CNN has learned that the FBI and the US intelligence community last year took the Steele dossier more seriously than the agencies have publicly acknowledged. James Clapper, then the director of national intelligence, said in a January 2017 statement that the intelligence community had "not made any judgment that the information in this document is reliable."
The intelligence agencies, particularly the CIA, and the FBI took Steele's research seriously enough that they kept it out of a publicly-released January report on Russian meddling in the election in order to not divulge which parts of the dossier they had corroborated and how.
This contrasts with attempts by President Donald Trump and some lawmakers to discredit Steele and the memos he produced.
The implication, CNN asserts, is that investigators have corroborated some of the dossier’s claims.
But even if this does turn out to be true, CNN’s reporters were unable to confirm this with their sources. They also were unable to ascertain what Steele had said or whether he provided any useful information to help investigators corroborate the dossier’s claims. None of this stopped Jeff Zucker’s propaganda machine from venturing an educated guess:
“Specifically that some of the communications among foreign nationals mentioned in the memos did actually take place.”
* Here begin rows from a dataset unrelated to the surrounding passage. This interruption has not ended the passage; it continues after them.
PR #10366, opened 2022-06-01
Shifts projectile flamer to deal damage on hit

QualityVan:
## About The Pull Request
Previously all of the damage was dealt through igniting the mob's turf, which led to certain weirdness like not actually damaging moving mobs and AMMO_INCENDIARY code not triggering. This shouldn't change the effective damage in any way, just clean out niche bugs.
Adds an incendiary_strength var to ammo datums to adjust how hard AMMO_INCENDIARY actually ignites stuff.
Also fixes projectile flamer not being able to clear out vines or snow.

## Why It's Good For The Game
Bugfixes

## Changelog
:cl:
balance: Flamer's extended nozzle can remove vines and snow, along with other sources of ground fire.
fix: Flamer projectiles should more reliably ignite on hit.
/:cl:

### DIFF
--- a/code/modules/projectiles/ammo_datums.dm
+++ b/code/modules/projectiles/ammo_datums.dm
@@ -59,6 +59,8 @@ GLOBAL_LIST_INIT(no_sticky_resin, typecacheof(list(/obj/item/clothing/mask/faceh
 	var/deflagrate_multiplier = 1
 	///Flat damage caused if fire_burst is triggered by deflagrate
 	var/fire_burst_damage = 10
+	///Base fire stacks added on hit if the projectile has AMMO_INCENDIARY
+	var/incendiary_strength = 10
 
 /datum/ammo/proc/do_at_max_range(obj/projectile/proj)
 	return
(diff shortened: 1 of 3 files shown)


code/modules/projectiles/guns/flamer.dm
```diff
@@ -447,6 +437,15 @@
...
 
+	for(var/obj/structure/jungle/vines/vines in src)
+		QDEL_NULL(vines)
+
+/turf/open/floor/plating/ground/snow/ignite(fire_lvl, burn_lvl, f_color, fire_stacks = 0, fire_damage = 0)
+	if(slayer > 0)
+		slayer -= 1
+		update_icon(1, 0)
+	return ..()
+
```
DeltaFire15, line 448: This does not affect only flamers, but anything that uses ignite(), which is a bunch of other things which are not flamers. So, less a fix and more a balance change given how much this touches.

code/modules/projectiles/ammo_datums.dm
```diff
@@ -2545,19 +2547,21 @@ datum/ammo/bullet/revolver/tp44
...
 	max_range = 7
-	damage = 0
+	damage = 31
+	damage_falloff = 0
+	incendiary_strength = 30 //Firestacks cap at 20, but that's after armor.
 	bullet_color = LIGHT_COLOR_FIRE
 	var/fire_color = "red"
-	var/burnlevel = 31
 	var/burntime = 17
+	var/burnlevel = 31
```
DeltaFire15, line 2559: You are doubling impact damage of projectile flamers, aswell as fire stack application. Flamer ammo's fire being created on a tile due to e.g. a projectile flamer's flame hitting a target already iterates through any mobs on it and triggers flamer_fire_act on them, which deals damage and ignites targets. So, there is no such thing as it "relying on the target to be moving", if you actually hit it.

code/modules/projectiles/guns/flamer.dm
QualityVan: You're right and I overlooked that, but I'm also completely fine with fire sources generally killing vines and snow. I'll toss it in the changelog.

code/modules/projectiles/ammo_datums.dm
Lumipharon: Turfs igniting mobs seem to be processed every tick or something. This was something I noticed when I made the tx54. I could ignite the turf I was standing on, and if I walked off it quickly enough, I wouldn't ignite.

That said, people also see this sort of issue due to the fact that movement is instant, but the visual effect of your sprite moving from one turf to another is not. So it can look like you're hitting a turf with a mob on it, but they've actually already moved.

In a notable divergence from its previous investigation "scoops", CNN left the most confusing and contradictory assertions for the end of its report. In this section, it reported that sources told the agency about an internal debate among the intelligence agencies about whether to include select allegations from the Trump dossier in a January report presenting the agencies’ conclusion that Russia tried to interfere in the election.
Ultimately, the agencies decided against publishing details from the dossier after concluding that revealing what US intelligence has, or hasn’t, confirmed could jeopardize sources or reveal secret intelligence collecting methods, and this information remains classified. Trump was instead privately briefed on the allegations by then-FBI Director James Comey.
But if some of the dossier’s allegations have been corroborated, then why hasn’t anything been done?
Given the steady trickle of leaks from the intelligence agencies and the various investigations, we imagine these details would’ve been revealed by now.
Which prompts us to ask: Was the Steele interview a dud?